TASK INSTRUCTIONS> Below are records; copy every line in them that holds the word "const".
--- START ---
PR #2219, opened 2026-08-18
feat(desktop): hide the sidebar entirely when collapsed

naingthet:
Collapsing the sidebar now removes it from the layout instead of shrinking it to an icon rail. A single expand button stays pinned beside the macOS traffic lights (at the plain left edge elsewhere) so the way back never disappears with the rail.

## What changes

- The rail unmounts on collapse rather than going icon-only. The compact width, the per-component `isCompact` branches, and the compact-rail CSS overrides all come out with it.
- The shell now owns the expanded-width CSS var (`useSyncSidebarWidthCssVar`) and renders a new `SidebarExpandStrip` — both have to outlive the rail's unmount. The strip doubles as the window's drag region where the macOS overlay titlebar sits.
- `SegmentedControl` loses its `compact` prop (only the sidebar used it).

## Verification

- `pnpm --dir ui exec tsc --noEmit` clean.
- `pnpm --dir ui test` — 1182/1182 pass.

## Notes

- Net −122 lines; the icon-rail path was the larger half of the primitives.
- The `toggle-sidebar` shortcut (Cmd/Ctrl+B) still works; it now flips between rail-on and rail-off.

Auto-merge is not enabled; this is a visual change worth a look before it lands.

### DIFF
--- a/crates/tidebreak-desktop/ui/src/AppShell.tsx
+++ b/crates/tidebreak-desktop/ui/src/AppShell.tsx
@@ -43,6 +43,8 @@ import { useInterfaceZoom } from "./InterfaceZoom";
 import { Logomark } from "./Logomark";
 import { ManagedGate } from "./ManagedGate";
 import { resolvedRoleKey } from "./ModelSelection";
+import { SidebarExpandStrip } from "./sidebar/SidebarExpandStrip";
+import { useSyncSidebarWidthCssVar } from "./sidebar/primitives";
 import { Titlebar } from "./Titlebar";
 import { WindowDragStrip } from "./WindowDragStrip";
 import { useActiveChatId } from "./useActiveChatId";
@@ -130,6 +132,10 @@ export function AppShell() {
   const desktopUpdates = useDesktopUpdates();
   const desktopNavigation = useDesktopNavigation();
   const zoom = useInterfaceZoom();
+  // The expanded rail width is published by the shell, not the rail itself, so
+  // the value survives a collapse — the expand strip and the titlebar both
+  // depend on it.
+  useSyncSidebarWidthCssVar();
   // Read at keydown rather than subscribed to: which mode a shortcut fires in
   // is the route's answer, and the shell has no other reason to re-render on
   // every navigation.
@@ -696,6 +702,7 @@ export function AppShell() {
               navigation={desktopNavigation}
             />
           )}
+          <SidebarExpandStrip macOverlay={macOverlayTitlebar} />
           <ComputerUseIndicator />
           {/* Each route renders its own rail beside its content — see RouteFrame. */}
           <div className="app-body">
--- a/crates/tidebreak-desktop/ui/src/code/CodeModeSwitch.tsx
+++ b/crates/tidebreak-desktop/ui/src/code/CodeModeSwitch.tsx
@@ -2,7 +2,6 @@ import { FolderGit2, MessageSquare } from "lucide-react";
 import { useNavigate, useRouterState } from "@tanstack/react-router";
 
 import { SegmentedControl } from "@/components/ui/segmented";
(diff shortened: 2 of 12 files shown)


naingthet (commented):
## Summary

The compact-rail deletion is the right cut: `Sidebar` unmounts on collapse, the compact CSS/tooltip path goes with it, and `useSyncSidebarWidthCssVar` correctly moves to the shell so the var outlives the rail.

Do not merge this head.

1. **Titlebar still mounts when the rail is gone.** `AppShell` always renders `Titlebar` under `nativeTitlebar`. `.titlebar` is `position: absolute; width: var(--sidebar-expanded-width); background: var(--page-background)`. On collapse the hook *removes* the inline var, so the titlebar falls back to the stylesheet default of 280px and paints a 40px bar over the conversation. `SidebarExpandStrip` (120px, same `z-index: 40`) sits on top of that leftover chrome. Either stop rendering `Titlebar` while collapsed, or give the collapsed titlebar a width that is not the expanded rail.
--- END ---
REPLY TO THE EXERCISE>
   const desktopUpdates = useDesktopUpdates();
   const desktopNavigation = useDesktopNavigation();
   const zoom = useInterfaceZoom();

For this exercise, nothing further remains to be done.